My next thought was that maybe the hardware had given up on me. I tried multiple different ports and cables, I even borrowed another group's RPI kit and tried to run my kernel on all of their hardware and nothing changed. Maybe the problem was somehow with the serial connection to my laptop? I tore the lab apart trying to find an hdmi cable, keyboard, and mouse so I could run the Pi independently and when I booted up, I was greeted with this wonderful screen:
what.

After hours of debugging, reflashing, and second-guessing the hardware, the process started feeling less like engineering and more like faith. Recompile. Reboot. Wait. Stare. Hope. Emotionally, the night felt like I was in Las Vegas hoping that one more pull of the slot machine would finally pay out. Same ritual, different casino.

Eventually, I found my error and I felt like the biggest idiot in the world. See, in my __schedule() (what'd I call it? One of the hottest paths in the linux kernel?), I had implemented logic for tracking chain information in a shared chain_struct that I added a pointer for in the task_struct. But somehow, I failed to think about the fact that this code was running for instance of process time it ran, and I was implementing chain information for every process on the machine. Without checking for the chain_struct first, I was dereferencing a null pointer like a bajillion times a second. So bad was this mistake that the kernel couldn't even boot to a point where I could see any errors. *sigh* You live and you learn.

And that is no exaggeration. Slow compile times, long reboot cycles, limited feedback; so many factors play into needing to get things right the first time. There is no carelessness that will go unpunished in the kernel, and the benefit of understanding the system and planning ahead is priceless. A whole host of unique challenges are introduced as well.

Early on, every kernel change meant manually copying the configuration, mounting the target filesystem, backing up the kernel image, cross-compiling, loading modules, and unmounting everything again. It worked, but each iteration added friction, and debugging became as much about patience as correctness.

Eventually, I realized the real problem wasn't in the kernel code itself, but the minor inefficiencies at every turn. I scripted the entire process into a single command, turning minutes of repetitive monotony into one line. That small change dramatically reduced the overhead of each iteration and made it easier to focus more on writing the code and less on running the code.

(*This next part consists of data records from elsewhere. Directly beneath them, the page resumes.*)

PR #179, opened 2025-01-03
add go-based script to auto-select kernel module type

tariq1890:


driver-assistant/src/main.go
```diff
@@ -0,0 +1,236 @@
...
+	// DefaultSupportedGpusJsonPath represents the default install location of the supported-gpus.json file
+	DefaultSupportedGpusJsonPath = "/usr/share/nvidia-driver-assistant/supported-gpus/supported-gpus.json"
+
+	// DriverHintUnknown is used when the gpu device is not found in supported-gpus.json
+	DriverHintUnknown = "unknown"
+	// DriverHintOpenRequired is used when the gpu device compulsorily needs the OpenRM kernel modules
+	DriverHintOpenRequired = "open-required"
+	// DriverHintProprietaryRequired is used when the gpu device compulsorily needs the proprietary kernel modules
+	DriverHintProprietaryRequired = "proprietary-required"
+	//DriverHintAny is used when the gpu device can support either kernel module types
```
cdesiniotis, line 35: nit
```suggestion
	// DriverHintAny is used when the gpu device can support either kernel module types
```

driver-assistant/src/main.go
```diff
@@ -0,0 +1,236 @@
...
+	supportedGpusJsonPath string
+	driverBranch          int
+)
+
+type GPUDevice struct {
+	ID           string   `json:"devid"`
+	Name         string   `json:"name"`
+	LegacyBranch string   `json:"legacybranch"`
+	Features     []string `json:"features"`
+}
```
cdesiniotis, line 54: nit: newline
```suggestion
}

```

driver-assistant/src/main.go
```diff
@@ -0,0 +1,236 @@
...
+	selectKernelModule := cli.Command{}
+	selectKernelModule.Name = "select-kernel-module"
+	selectKernelModule.Usage = "Auto-select the kernel module based on the detected GPUs"
+	selectKernelModule.Action = func(c *cli.Context) error {
+		return SelectKernelModule(c)
+	}
+
+	selectKernelModuleFlags := []cli.Flag{
+		&cli.StringFlag{
+			Name:        "supported-gpus",
```
cdesiniotis, line 81: nit: let's rename this flag to indicate it is a file path?
```suggestion
			Name:        "supported-gpus-file",
```

driver-assistant/src/main.go
```diff
@@ -0,0 +1,236 @@
...
+
+func buildGPUSearchMap(data GPUData) map[string]GPUDevice {
+	var gpuMap = make(map[string]GPUDevice)
+	for _, gpuDevice := range data.Chips {
+		gpuMap[gpuDevice.ID] = gpuDevice
+	}
+	return gpuMap
+}
+
+func getNvidiaGPUs() ([]string, error) {
```
cdesiniotis, line 205: Rather than reimplement this, let's use the APIs from go-nvlib: https://github.com/NVIDIA/go-nvlib/blob/main/pkg/nvpci/nvpci.go

driver-assistant/src/main.go
```diff
@@ -0,0 +1,236 @@
...
+	driverHints := getDriverHints(gpuDevices, searchMap)
+	if slices.Contains(driverHints, DriverHintOpenRequired) &&
+		slices.Contains(driverHints, DriverHintProprietaryRequired) {
+		return "", fmt.Errorf("unsupported GPU topology")
+	} else if slices.Contains(driverHints, DriverHintOpenRequired) {
+		return "kernel-open", nil
+	} else if slices.Contains(gpuDevices, DriverHintProprietaryRequired) {
+		return "kernel", nil
+	} else {
+		return getDriverBranchDefault(driverBranch), nil
```
cdesiniotis, line 165: Question: If we reach this point, I assume the `driverHints` slice only contains `DriverHintUnknown` meaning that the GPU device ID was not found in the supported-gpus.json file. I am guessing this would probably only occur on a system with newer GPUs where the json file is stale. Should we depend on `getDriverBranchDefault(driverBranch)` in this case or always return the open modules -- since we know that newer GPUs will always support the open modules? 

My question may not be super relevant, since I would expect that newer GPUs would require installing a newer driver (>=560) anyways...

driver-assistant/src/main.go
tariq1890: thanks

driver-assistant/src/main.go
tariq1890: agreed

driver-assistant/src/main.go
tariq1890: > Question: If we reach this point, I assume the driverHints slice only contains DriverHintUnknown meaning that the GPU device ID was not found in the supported-gpus.json file.

`DriverHintAny` as well

It's a fair question. The `nvidia-driver-assistant` follows that logic, I guess if we are certain all GPUs starting from Blackwell are not going to support proprietary modules, we could always default to OpenRM regardless of the driver branch.  I am ambivalent to this, I don't think the current behaviour isn't too bad either.

driver-assistant/src/main.go
tariq1890: Normally I'd agree, but my preference here is to keep the dep tree as minimal as possible. Importing `go-nvlib` will add more transitive deps

driver-assistant/src/main.go
cdesiniotis: For `DriverHintAny`, we should depend on the default for the driver branch. I guess I am questioning what the behavior should be for `DriverHintUnknown`. I think the current behavior -- depending on the default for the driver branch -- is okay.

driver-assistant/src/main.go
cdesiniotis: That is fair.

driver-assistant/src/main.go
tariq1890: I guess I am not too opposed to returning `kernel-open` for unknown gpu devices

cdesiniotis: Yeah, the logic being that all new SKUs *should* support the open kernel modules. So it should be safe for this to be the default.

tariq1890: Updated the PR. Please check now

cdesiniotis: LGTM

cdesiniotis (approved):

I learned a (pardon my french) sh*t ton in this project, I would say this project is at least top 3 impact to my development as a programmer. I had to learn how to be more deliberate with my structure; Think about cleanup paths early, asking questions like "if this fails halfway what state am I leaving behind?"; Make sure I'm maintaining everything properly: canceling timers, freeing memory, resetting fields, etc; Writing code that future me will be able to debug, like making sure to include verbose and detailed printouts as I go, rather than going back and adding print statements everywhere after it breaks (I found myself recompiling the kernel multiple times just because I needed to make my printouts more readable for myself).

The kernel has no safety net, and learning to work without one reshaped how I write code everywhere else. I'm much more deliberate, cautious, and better at breaking down large complex problems. These habits spread across all domains, and they're something I'll carry forward for the rest of my career.